Saved data entries:
━━━━━━━━
PR #427, opened 2019-11-26
Pownkel/generate html report

pownkel:
#### Description of changes

Consume html generation package to generate scan report

#### Pull request checklist

### DIFF
--- a/package.json
+++ b/package.json
@@ -146,6 +146,6 @@
         "https-proxy-agent": "^3.0.1"
     },
     "dependencies": {
-        "markreay-accessibility-insights-report": "0.0.1"
+        "markreay-accessibility-insights-report": "0.0.3"
     }
 }
--- a/package.json
+++ b/package.json
@@ -144,8 +144,5 @@
         "axe-core": "^3.3.2",
         "lodash": "^4.17.14",
         "https-proxy-agent": "^3.0.1"
-    },
-    "dependencies": {
-        "accessibility-insights-report": "0.1.0"
     }
 }
--- a/package.json
+++ b/package.json
@@ -144,5 +144,8 @@
         "axe-core": "^3.3.2",
         "lodash": "^4.17.14",
         "https-proxy-agent": "^3.0.1"
+    },
+    "dependencies": {
+        "markreay-accessibility-insights-report": "0.0.1"
     }
 }
--- a/package.json
+++ b/package.json
@@ -146,6 +146,6 @@
         "https-proxy-agent": "^3.0.1"
     },
     "dependencies": {
-        "markreay-accessibility-insights-report": "0.0.3"
+        "accessibility-insights-report": "0.1.0"
     }
 }
--- a/packages/web-api-scan-runner/package.json
+++ b/packages/web-api-scan-runner/package.json
@@ -65,6 +65,6 @@
         "storage-documents": "1.0.0",
         "verror": "^1.10.0",
         "yargs": "^13.2.1",
-        "markreay-accessibility-insights-report": "^0.0.1"
+        "markreay-accessibility-insights-report": "^0.0.3"
     }
 }
--- a/packages/web-api-scan-runner/package.json
+++ b/packages/web-api-scan-runner/package.json
@@ -65,6 +65,6 @@
         "storage-documents": "1.0.0",
         "verror": "^1.10.0",
         "yargs": "^13.2.1",
-        "markreay-accessibility-insights-report": "^0.0.3"
+        "accessibility-insights-report": "^0.1.0"
     }
 }
--- a/packages/web-api-scan-runner/package.json
+++ b/packages/web-api-scan-runner/package.json
@@ -64,6 +64,7 @@
         "sha.js": "^2.4.11",
         "storage-documents": "1.0.0",
         "verror": "^1.10.0",
-        "yargs": "^13.2.1"
+        "yargs": "^13.2.1",
+        "markreay-accessibility-insights-report": "^0.0.1"
     }
 }
--- a/packages/web-api-scan-runner/src/report-generator/axe-result-converter.ts
+++ b/packages/web-api-scan-runner/src/report-generator/axe-result-converter.ts
@@ -10,7 +10,7 @@ export type ReportGenerationParams = {
 };
 
 export interface AxeResultConverter {
-    readonly reportType: ReportFormat;
+    readonly targetReportFormat: ReportFormat;
 
     convert(results: AxeResults, params: ReportGenerationParams): string;
 }
--- a/packages/web-api-scan-runner/src/report-generator/axe-result-converter.ts
+++ b/packages/web-api-scan-runner/src/report-generator/axe-result-converter.ts
@@ -2,16 +2,14 @@
 // Licensed under the MIT License.
 
 import { AxeResults } from 'axe-core';
-import { injectable } from 'inversify';
 import { ReportFormat } from 'storage-documents';
 
 export type ReportGenerationParams = {
     pageTitle: string;
 };
 
-@injectable()
-export abstract class AxeResultConverter {
-    public readonly reportType: ReportFormat;
+export interface AxeResultConverter {
+    readonly reportType: ReportFormat;
 
-    public abstract convert(results: AxeResults, params: ReportGenerationParams): string;
+    convert(results: AxeResults, params: ReportGenerationParams): string;
 }
--- a/packages/web-api-scan-runner/src/report-generator/axe-result-converter.ts
+++ b/packages/web-api-scan-runner/src/report-generator/axe-result-converter.ts
@@ -1,0 +1,17 @@
+// Copyright (c) Microsoft Corporation. All rights reserved.
+// Licensed under the MIT License.
+
+import { AxeResults } from 'axe-core';
+import { injectable } from 'inversify';
+import { ReportFormat } from 'storage-documents';
+
+export type ReportGenerationParams = {
+    pageTitle: string;
+};
+
+@injectable()
+export abstract class AxeResultConverter {
+    public readonly reportType: ReportFormat;
+
+    public abstract convert(results: AxeResults, params: ReportGenerationParams): string;
+}
--- a/packages/web-api-scan-runner/src/report-generator/axe-result-converter.ts
+++ b/packages/web-api-scan-runner/src/report-generator/axe-result-converter.ts
@@ -6,6 +6,7 @@ import { ReportFormat } from 'storage-documents';
 
 export type ReportGenerationParams = {
     pageTitle: string;
+    browserSpec: string;
 };
 
 export interface AxeResultConverter {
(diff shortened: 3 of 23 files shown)


packages/web-api-scan-runner/src/runner/runner.ts
```diff
@@ -24,13 +25,24 @@ import { WebDriverTask } from '../tasks/web-driver-task';
 
 // tslint:disable: no-null-keyword no-any
 
-function convertAxeToHtml(results: AxeResults): string {
-    return 'html report';
+function convertAxeToHtml(results: AxeResults, pageTitle: string): string {
```
devaradhanm: let this be a class AxeResultToHtmlConverter & then let the class take reporterFactory via constructor & use dependency injection.

devaradhanm:
```
@injectable()
export class AxeResultToHtmlConverter {
    constructor(@inject(iocTypes.ReporterFactory) private readonly repoertFactory: typeof reporterFactory) {}
    convert(results: AxeResults, pageTitle: string): string {}
}
```

devaradhanm: another refactoring could be, you could have a ReportGenerator class that is responsible of creating the two report types. & will return the report[] ({reportType: 'html'| 'sarif', reportId: string})

package.json
```diff
@@ -144,5 +144,8 @@
         "axe-core": "^3.3.2",
         "lodash": "^4.17.14",
         "https-proxy-agent": "^3.0.1"
+    },
+    "dependencies": {
+        "markreay-accessibility-insights-report": "0.0.3"
```
lamaks: This was updated to public version

packages/web-api-scan-runner/package.json
```diff
@@ -64,6 +64,7 @@
         "sha.js": "^2.4.11",
         "storage-documents": "1.0.0",
         "verror": "^1.10.0",
-        "yargs": "^13.2.1"
+        "yargs": "^13.2.1",
+        "markreay-accessibility-insights-report": "^0.0.3"
```
lamaks: Do we need to have this in both root and package specific level? Should it be only here? Need to be public version as well.

pownkel: Looks like it's fine with it only being in the package level. I've removed it from the root.

packages/web-api-scan-runner/src/report-generator/axe-result-converter.ts
```diff
@@ -0,0 +1,17 @@
...
+import { AxeResults } from 'axe-core';
+import { injectable } from 'inversify';
+import { ReportFormat } from 'storage-documents';
+
+export type ReportGenerationParams = {
+    pageTitle: string;
+};
+
+@injectable()
+export abstract class AxeResultConverter {
```
devaradhanm: this should be interface, if it doesnt have any implementation

packages/web-api-scan-runner/src/report-generator/report-generator.spec.ts
```diff
@@ -0,0 +1,77 @@
...
+        reportGenerator = new ReportGenerator(guidGeneratorMock.object, axeResultConverters);
+    });
+
+    it('calls convert on all axeResultConverters', () => {
+        reportGenerator.generateReports(axeResults);
+
+        // tslint:disable-next-line:prefer-const
+        for (let axeResultConverter of axeResultConverters) {
+            expect(axeResultConverter.convertCallCount).toBe(1);
+        }
```
devaradhanm: NIT: you could use foreach.
```
axeResultConverters.forEach(axeResultConverter=> {
 expect(axeResultConverter.convertCallCount).toBe(1);
});

```

packages/web-api-scan-runner/src/report-generator/axe-result-to-html-converter.ts
```diff
@@ -0,0 +1,34 @@
...
+
+    public convert(results: AxeResults, params: ReportGenerationParams): string {
+        const reporter = this.reporterFactoryFunc();
+
+        const htmlReportParams: AxeReportParameters = {
+            results: results,
+            description: 'Automated report',
+            serviceName: 'Accessibility Insights Service',
+            scanContext: {
+                browserSpec: 'BROWSER_SPEC',
```
haonliu: Could we pass some meaningful string as the browser spec?

packages/web-api-scan-runner/src/report-generator/axe-result-to-html-converter.ts
```diff
@@ -0,0 +1,34 @@
...
+    constructor(@inject(iocTypeNames.ReporterFactory) private readonly reporterFactoryFunc: ReporterFactory) {
+        super();
+    }
+
+    public convert(results: AxeResults, params: ReportGenerationParams): string {
+        const reporter = this.reporterFactoryFunc();
+
+        const htmlReportParams: AxeReportParameters = {
+            results: results,
+            description: 'Automated report',
```
lamaks: Can it be more descriptive? What is PM recommendation here?

packages/web-api-scan-runner/src/report-generator/axe-result-to-sarif-converter.ts
```diff
@@ -0,0 +1,24 @@
...
+import { AxeResults } from 'axe-core';
+import { SarifLog } from 'axe-sarif-converter';
+import { inject, injectable } from 'inversify';
+import { ReportFormat } from 'storage-documents';
+import { iocTypeNames } from '../ioc-types';
+import { AxeResultConverter, ReportGenerationParams } from './axe-result-converter';
+
+@injectable()
+export class AxeResultToSarifConverter extends AxeResultConverter {
+    public readonly reportType: ReportFormat = 'sarif';
```
lamaks: This is not used here. Can we have public type of report formats declared outside so it can be referenced in a solution?

packages/web-api-scan-runner/src/report-generator/axe-result-to-html-converter.ts
```diff
@@ -0,0 +1,34 @@
...
+import { AxeReportParameters, ReporterFactory } from 'accessibility-insights-report';
+import { AxeResults } from 'axe-core';
+import { inject, injectable } from 'inversify';
+import { ReportFormat } from 'storage-documents';
+import { iocTypeNames } from '../ioc-types';
+import { AxeResultConverter, ReportGenerationParams } from './axe-result-converter';
+
+@injectable()
+export class AxeResultToHtmlConverter extends AxeResultConverter {
+    public readonly reportType: ReportFormat = 'html';
```
lamaks: This is not used here. Can we have public type of report formats declared outside so it can be referenced in a solution?

packages/web-api-scan-runner/src/report-generator/axe-result-to-html-converter.ts
```diff
@@ -0,0 +1,32 @@
...
+
+    constructor(@inject(iocTypeNames.ReporterFactory) private readonly reporterFactoryFunc: ReporterFactory) {}
+
+    public convert(results: AxeResults, params: ReportGenerationParams): string {
+        const reporter = this.reporterFactoryFunc();
+
+        const htmlReportParams: AxeReportParameters = {
+            results: results,
+            description: 'Automated report',
+            serviceName: 'Accessibility Insights Service',
```
haonliu: NIT: these strings could be put at a central place like what we are doing in web repo: https://github.com/microsoft/accessibility-insights-web/blob/master/src/content/strings/application.ts

packages/web-api-scan-runner/src/report-generator/report-generator.ts
```diff
@@ -0,0 +1,35 @@
...
+
+import { GuidGenerator } from 'common';
+import { inject, injectable } from 'inversify';
+import { AxeScanResults } from 'scanner';
+import { ReportFormat } from 'storage-documents';
+import { iocTypeNames } from '../ioc-types';
+import { AxeResultConverter } from './axe-result-converter';
+
+export type GeneratedReport = {
+    report: string;
```
lamaks: May be rename to contents or body?

packages/web-api-scan-runner/src/runner/runner.ts
```diff
@@ -107,10 +93,7 @@ export class Runner {
             this.logger.trackEvent('ScanTaskSucceeded');
             pageScanResult.run = this.createRunResult('completed');
             pageScanResult.scanResult = this.getScanStatus(axeScanResults);
-            pageScanResult.reports = [
-                await this.saveScanReport(axeScanResults, 'sarif'),
-                await this.saveScanReport(axeScanResults, 'html'),
-            ];
+            pageScanResult.reports = await Promise.all(this.generateAndSaveScanReports(axeScanResults));
```
lamaks: Better move Promise.all() inside to the call map() as it bit misleading that promise.all() should be used here

packages/web-api-scan-runner/src/setup-web-api-scan-runner-container.ts
```diff
@@ -15,5 +20,14 @@ export function setupWebApiScanRequestSenderContainer(): inversify.Container {
     registerScannerToContainer(container);
     registerServiceLibraryToContainer(container);
 
+    container.bind(iocTypeNames.ConvertAxeToSarifFunc).toConstantValue(convertAxeToSarif);
```
lamaks: This can be part of the scanner package like other register*() belongs to corresponding packages

packages/web-api-scan-runner/src/report-generator/axe-result-to-sarif-converter.ts
pownkel: resolved via offline discussion

packages/web-api-scan-runner/src/report-generator/axe-result-to-html-converter.ts
pownkel: resolved via offline discussion

packages/web-api-scan-runner/src/report-generator/axe-result-converter.ts
```diff
@@ -0,0 +1,16 @@
...
+import { AxeResults } from 'axe-core';
+import { ReportFormat } from 'storage-documents';
+
+export type ReportGenerationParams = {
+    pageTitle: string;
+    browserSpec: string;
+};
+
+export interface AxeResultConverter {
+    readonly reportType: ReportFormat;
```
lamaks: May be rename to resultReportFormat or targetReportFormat to indicate the converter target format operation

packages/web-api-scan-runner/src/report-generator/axe-result-to-html-converter.ts
pownkel: Addie suggested adding scan url and time. I've updated this to include those.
━━━━━━━━
A single figure, please: the number of lines in the data that hold the string "haonliu".

Your response:
2